• [PROVIDED MATERIAL]

Issue #2687, opened 2020-12-14
iframe with focusable content does not have negative tabindex


WilcoFiers:
We should get an implementation of this rule going fairly soon:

• [WORK TO BE COMPLETED]
All of the material should appear again, reproduced word for word.

• [RESPONSE]
Issue #2687, opened 2020-12-14
iframe with focusable content does not have negative tabindex


WilcoFiers:
We should get an implementation of this rule going fairly soon:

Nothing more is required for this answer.